_Try it_
Select every line below containing the word "this".

_Material provided_
PR #84, opened 2018-01-18
Console scripts example

dneise:
Example how console scripts would work.

Not too much code is needed for this. 
In order to try it out. you have to "install" digicampipe again, so that setup.py creates command line interfaces.

```
cd to your digicampipe folder
pip install -e .
cd somewhere else ... e.g. where your SST1M data is.
```

then do `digicam_baseline --help`
in case you are like me and have forgotten what options that program needs

then call for example: `digicam_baseline dark.npz SST1M01_20171030.002.fits.fz`
In my case it took ~25sec ... pretty nice.


digicampipe/scripts/baseline.py
```diff
@@ -42,7 +42,7 @@ def main(baseline_file_path, files, unwanted_pixels=[]):
         pass
 
 
-if __name__ == "__main__":
+def entry():
     args = docopt(__doc__)
     args['--unwanted_pixels'] = [
         int(x) for x in args['--unwanted_pixels'].split(',') if x]
```
calispac: Can we still keep the "main" and call `entry()` in it ? that way you can still call it the "regular" way ?

digicampipe/scripts/dark_evaluation.py
```diff
@@ -109,7 +109,7 @@ def main(
     plt.show()
 
 
-if __name__ == "__main__":
+def entry():
     args = docopt(__doc__)
     args['--unwanted_patches'] = [
         int(x) for x in args['--unwanted_patches'].split(',')]
```
calispac: Can we still keep the "main" and call `entry()` in it ? that way you can still call it the "regular" way ?

digicampipe/scripts/pipeline_crab.py
```diff
@@ -151,7 +151,7 @@ def main(args):
             data_stream=data_stream, output_filename=args['--outfile_path'])
 
 
-if __name__ == '__main__':
+def entry():
     args = docopt(__doc__)
     print(args)
     args['--min_photon'] = int(args['--min_photon'])
```
calispac: Can we still keep the "main" and call `entry()` in it ? that way you can still call it the "regular" way ?

dneise:
The "regular" way is in my opinion the "bad" way .. but sure .. technically this is possible. 
It is also kind of clean .. just two more lines at the bottom of each of these files.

_Solution below_
Not too much code is needed for this. 
The "regular" way is in my opinion the "bad" way .. but sure .. technically this is possible. 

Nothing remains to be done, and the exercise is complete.